• _WHAT IS REQUIRED_: Copy each line of the data below in which the word "probably" can be found.

- - - - -

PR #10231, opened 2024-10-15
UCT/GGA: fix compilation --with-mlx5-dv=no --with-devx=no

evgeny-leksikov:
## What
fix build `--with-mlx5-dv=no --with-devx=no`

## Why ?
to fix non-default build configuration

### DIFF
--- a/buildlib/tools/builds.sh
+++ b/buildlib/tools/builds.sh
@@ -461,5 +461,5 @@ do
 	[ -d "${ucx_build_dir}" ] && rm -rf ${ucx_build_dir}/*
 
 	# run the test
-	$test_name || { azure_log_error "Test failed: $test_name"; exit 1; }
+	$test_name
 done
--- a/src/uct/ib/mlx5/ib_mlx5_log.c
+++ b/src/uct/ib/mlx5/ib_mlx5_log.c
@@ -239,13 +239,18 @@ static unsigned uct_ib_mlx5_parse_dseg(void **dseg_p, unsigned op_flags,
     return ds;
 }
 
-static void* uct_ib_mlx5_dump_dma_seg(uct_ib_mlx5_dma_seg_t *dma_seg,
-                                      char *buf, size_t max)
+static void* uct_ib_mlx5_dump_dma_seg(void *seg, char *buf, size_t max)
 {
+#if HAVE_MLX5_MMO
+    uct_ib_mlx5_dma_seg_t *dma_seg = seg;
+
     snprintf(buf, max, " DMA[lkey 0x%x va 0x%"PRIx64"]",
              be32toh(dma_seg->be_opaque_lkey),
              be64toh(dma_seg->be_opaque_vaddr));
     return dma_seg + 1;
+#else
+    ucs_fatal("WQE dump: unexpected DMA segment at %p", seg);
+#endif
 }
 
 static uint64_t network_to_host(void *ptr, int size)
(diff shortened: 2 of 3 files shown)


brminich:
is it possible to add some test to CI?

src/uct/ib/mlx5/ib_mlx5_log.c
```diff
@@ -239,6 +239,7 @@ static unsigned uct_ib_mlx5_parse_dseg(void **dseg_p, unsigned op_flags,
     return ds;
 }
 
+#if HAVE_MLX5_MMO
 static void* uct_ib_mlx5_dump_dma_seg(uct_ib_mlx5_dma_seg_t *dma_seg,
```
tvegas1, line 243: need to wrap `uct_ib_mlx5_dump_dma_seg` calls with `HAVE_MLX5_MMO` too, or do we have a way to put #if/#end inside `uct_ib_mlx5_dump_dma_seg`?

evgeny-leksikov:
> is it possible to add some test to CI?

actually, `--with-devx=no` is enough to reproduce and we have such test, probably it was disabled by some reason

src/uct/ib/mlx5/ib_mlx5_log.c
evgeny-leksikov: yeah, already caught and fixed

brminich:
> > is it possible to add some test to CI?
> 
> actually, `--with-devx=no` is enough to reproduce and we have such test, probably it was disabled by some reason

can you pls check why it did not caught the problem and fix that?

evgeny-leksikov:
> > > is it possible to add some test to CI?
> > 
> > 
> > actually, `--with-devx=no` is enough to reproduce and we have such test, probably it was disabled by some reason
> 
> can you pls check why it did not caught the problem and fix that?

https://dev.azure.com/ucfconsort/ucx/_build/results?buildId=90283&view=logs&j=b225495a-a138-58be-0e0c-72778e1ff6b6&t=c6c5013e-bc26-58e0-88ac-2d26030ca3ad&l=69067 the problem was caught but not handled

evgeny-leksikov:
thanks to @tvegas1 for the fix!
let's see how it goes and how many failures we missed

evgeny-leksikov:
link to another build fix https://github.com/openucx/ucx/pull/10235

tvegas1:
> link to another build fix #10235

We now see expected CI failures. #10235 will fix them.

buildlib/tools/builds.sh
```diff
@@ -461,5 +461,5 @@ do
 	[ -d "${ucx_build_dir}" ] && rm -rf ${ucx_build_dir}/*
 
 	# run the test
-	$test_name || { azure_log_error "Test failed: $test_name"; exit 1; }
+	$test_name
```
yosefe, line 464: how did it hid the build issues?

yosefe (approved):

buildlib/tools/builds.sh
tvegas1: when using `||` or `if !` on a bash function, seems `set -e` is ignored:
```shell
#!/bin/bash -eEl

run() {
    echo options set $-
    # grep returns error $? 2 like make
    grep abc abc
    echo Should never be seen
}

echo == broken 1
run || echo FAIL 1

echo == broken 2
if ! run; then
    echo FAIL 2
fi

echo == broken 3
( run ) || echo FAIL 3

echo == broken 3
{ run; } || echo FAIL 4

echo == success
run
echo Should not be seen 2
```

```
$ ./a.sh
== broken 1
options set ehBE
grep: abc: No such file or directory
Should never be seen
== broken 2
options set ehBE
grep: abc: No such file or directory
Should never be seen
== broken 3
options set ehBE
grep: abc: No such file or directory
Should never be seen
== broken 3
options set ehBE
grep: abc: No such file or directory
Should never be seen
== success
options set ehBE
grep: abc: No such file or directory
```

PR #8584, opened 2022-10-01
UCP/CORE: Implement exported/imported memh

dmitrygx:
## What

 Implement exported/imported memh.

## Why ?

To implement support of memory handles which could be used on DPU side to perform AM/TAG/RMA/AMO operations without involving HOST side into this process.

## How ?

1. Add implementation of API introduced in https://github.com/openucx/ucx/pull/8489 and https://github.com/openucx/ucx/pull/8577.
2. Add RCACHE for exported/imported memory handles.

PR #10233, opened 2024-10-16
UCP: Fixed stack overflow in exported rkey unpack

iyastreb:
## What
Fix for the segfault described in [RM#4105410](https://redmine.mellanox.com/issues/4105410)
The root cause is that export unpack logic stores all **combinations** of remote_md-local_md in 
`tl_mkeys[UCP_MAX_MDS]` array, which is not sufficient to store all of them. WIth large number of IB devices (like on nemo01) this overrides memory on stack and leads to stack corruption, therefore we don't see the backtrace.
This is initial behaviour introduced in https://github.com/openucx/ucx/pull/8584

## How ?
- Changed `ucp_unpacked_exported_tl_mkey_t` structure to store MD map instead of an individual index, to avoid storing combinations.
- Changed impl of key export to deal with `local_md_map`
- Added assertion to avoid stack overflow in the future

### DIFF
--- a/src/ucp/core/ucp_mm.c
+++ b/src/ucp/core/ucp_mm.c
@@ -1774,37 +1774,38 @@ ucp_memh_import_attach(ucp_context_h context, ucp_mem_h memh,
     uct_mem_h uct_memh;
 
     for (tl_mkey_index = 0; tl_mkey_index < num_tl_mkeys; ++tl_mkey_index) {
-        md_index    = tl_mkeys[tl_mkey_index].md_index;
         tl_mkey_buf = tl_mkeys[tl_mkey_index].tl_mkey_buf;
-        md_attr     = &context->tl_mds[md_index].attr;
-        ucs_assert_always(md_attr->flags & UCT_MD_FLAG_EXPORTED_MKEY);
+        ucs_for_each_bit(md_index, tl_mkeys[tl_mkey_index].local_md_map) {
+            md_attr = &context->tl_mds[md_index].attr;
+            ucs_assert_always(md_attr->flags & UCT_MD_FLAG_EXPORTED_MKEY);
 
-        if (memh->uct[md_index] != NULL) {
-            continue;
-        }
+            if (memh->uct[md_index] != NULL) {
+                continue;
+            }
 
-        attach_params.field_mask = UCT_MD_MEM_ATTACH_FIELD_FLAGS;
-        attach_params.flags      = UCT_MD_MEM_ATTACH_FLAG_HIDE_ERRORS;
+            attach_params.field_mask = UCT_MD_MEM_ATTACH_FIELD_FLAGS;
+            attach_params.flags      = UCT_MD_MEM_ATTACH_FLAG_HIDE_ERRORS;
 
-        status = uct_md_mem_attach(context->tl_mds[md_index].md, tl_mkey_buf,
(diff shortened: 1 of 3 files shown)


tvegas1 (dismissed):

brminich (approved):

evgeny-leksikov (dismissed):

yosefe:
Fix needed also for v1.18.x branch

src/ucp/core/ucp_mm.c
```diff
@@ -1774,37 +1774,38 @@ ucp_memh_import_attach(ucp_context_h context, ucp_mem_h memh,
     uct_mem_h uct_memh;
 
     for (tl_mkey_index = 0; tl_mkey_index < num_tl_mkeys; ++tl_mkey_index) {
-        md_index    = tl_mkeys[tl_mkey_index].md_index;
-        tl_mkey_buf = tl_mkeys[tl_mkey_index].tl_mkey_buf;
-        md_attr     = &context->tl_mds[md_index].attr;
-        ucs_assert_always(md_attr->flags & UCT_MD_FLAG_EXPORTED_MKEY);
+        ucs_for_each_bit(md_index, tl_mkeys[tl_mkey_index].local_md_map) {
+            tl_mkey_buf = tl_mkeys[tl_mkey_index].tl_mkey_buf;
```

- - - - -

• _EXERCISE ANSWER_:
actually, `--with-devx=no` is enough to reproduce and we have such test, probably it was disabled by some reason
> actually, `--with-devx=no` is enough to reproduce and we have such test, probably it was disabled by some reason
> > actually, `--with-devx=no` is enough to reproduce and we have such test, probably it was disabled by some reason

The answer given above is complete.